You and Daddy and Ava head out to buy take out KFC chicken for dinner, your favorite if your papers are correct.   An hour passes and in between getting sick I panic that you have gotten lost, separated from your dad by your fearless curiousity, but you return, grinning, stomach full and arms laden with a heavy bag of take out, david’s strategy for slowing down your potential escape.

 

You demand the “computer” again but I say no and we play memory, ava’s favorite game, instead. As soon as you realize the idea of the game you are unstoppable, better even than your sister.  But your irrepressible need for action hampers your ability to win.  You insist on helping me make correct matches and then laugh and duck in your head in chagrin when you realize what you’ve done.

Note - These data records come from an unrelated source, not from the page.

PR #1075, opened 2015-12-02
Arrowhead exercise v2

mostlybadfly:
Hello! I wanted to submit this to get some feedback after the initial suggestions.  I can see how much cleaner the code looks now, any other suggestions would be appreciated :smile:

### DIFF
--- a/arrowhead/arrowhead.rb
+++ b/arrowhead/arrowhead.rb
@@ -15,18 +15,22 @@ class Arrowhead
     },
   }
 
-  # FIXME: I don't have time to deal with this.
   def self.classify(region, shape)
-    if CLASSIFICATIONS.include? region
-      shapes = CLASSIFICATIONS[region]
-      if shapes.include? shape
-        arrowhead = shapes[shape]
-        "You have a(n) '#{arrowhead}' arrowhead. Probably priceless."
-      else
-        raise "Unknown shape value. Are you sure you know what you're talking about?"
-      end
-    else
-      raise "Unknown region, please provide a valid region."
+    shapes = CLASSIFICATIONS[region] unless check_region(region)
+    arrowhead = shapes[shape] unless check_shape(shapes, shape)
+    "You have a(n) '#{arrowhead}' arrowhead. Probably priceless."
+  end
+
+  private
+  def self.check_region(region)
+    unless CLASSIFICATIONS.include? region
+      raise "Uknown region, please provide a valid region."
+    end
+  end
+
+  def self.check_shape(shapes, shape)
+    unless shapes.include? shape
+      raise "Uknown shape value. Are you sure you know what you're talking about?"
     end
   end
 end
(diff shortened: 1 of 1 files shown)


arrowhead/arrowhead.rb
```diff
@@ -15,19 +15,20 @@ class Arrowhead
...
-    else
-      raise "Unknown region, please provide a valid region."
-    end
+    shapes = check_region(region)
+    arrowhead = check_shape(shapes, shape)
+    "You have a(n) '#{arrowhead}' arrowhead. Probably priceless."
+  end
+
+  def self.check_region(region)
+    raise "Uknown region, please provide a valid region." unless CLASSIFICATIONS.include? region
```
ochagata: You can create custom errors that have the messages in them, that way you don't have to write the same string over and over again.

arrowhead/arrowhead.rb
```diff
@@ -15,19 +15,20 @@ class Arrowhead
...
+    CLASSIFICATIONS[region]
+  end
+
+  def self.check_shape(shapes, shape)
```
ochagata: This is a method that returns a boolean value, thus it should have a question mark at the end.

ochagata: Also, consider renaming to something more descriptive: `valid_shape?`

arrowhead/arrowhead.rb
```diff
@@ -15,19 +15,20 @@ class Arrowhead
...
-      end
-    else
-      raise "Unknown region, please provide a valid region."
-    end
+    shapes = check_region(region)
+    arrowhead = check_shape(shapes, shape)
+    "You have a(n) '#{arrowhead}' arrowhead. Probably priceless."
+  end
+
+  def self.check_region(region)
```
ochagata: A bit confusing with the name of this method, it sounds like it should be checking, but returns a hash as an output. Consider renaming

arrowhead/arrowhead.rb
```diff
@@ -15,19 +15,20 @@ class Arrowhead
...
+    raise "Uknown region, please provide a valid region." unless CLASSIFICATIONS.include? region
+    CLASSIFICATIONS[region]
+  end
+
+  def self.check_shape(shapes, shape)
+    raise "Uknown shape value. Are you sure you know what you're talking about?" unless shapes.include? shape
```
ochagata: Same here for the error message

arrowhead/arrowhead.rb
ochagata: Consider refactoring this method so it returns a bool value

ochagata:
I left a few comments, otherwise it looks fine

mostlybadfly:
Thanks for the suggestions @ochagata :) . I moved the error messages to their own methods and realized I didn't need to return from them so the names changed.  Going to move on to the next exercise.

paulghaddad:
@mostlybadfly Nice work! As Ozzy said, you are free to move on.

PR #1078, opened 2015-12-03
Data science - Iteration 1

cstavitsky:
Haven't wrapped my head around what the actual data science means yet. That may be why I feel I didn't understand how to do real TDD for those functions. Definitely looking for specific feedback on how to better approach TDD for the behavior that uses the ABAnalyzer gem.


zsyed1:
@cstavitsky Hi Chris, Would you be able to clean up these hound errors? Most of them have to do with long-lines. It will make the review comments more readable. Sorry for the delay, I'll review this once you re-submit.

cstavitsky:
Sure! Sorry, didn't see this until just now. Will clean the hound errors up
today.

I fall a little more in love each time.

 

At bedtime you brush your teeth in the funniest manner and Ava tells me that yes, that is the way you all were taught in the home.   I laugh as you insist on not flossing.  You are so not like the sister you share so many memories with.  We give you pajamas to wear and you rush to change then climb into bed. The tiger blanket you find there is wooly soft and you grin and click your tongue with the small sounds you make when happy, somewhere between beat boxing and a baby bird.  My heart breaks.  I can barely stand with the nausea but I kiss your head and feel your quiet stillness as you wonder at your new world.

This is your first day with a family.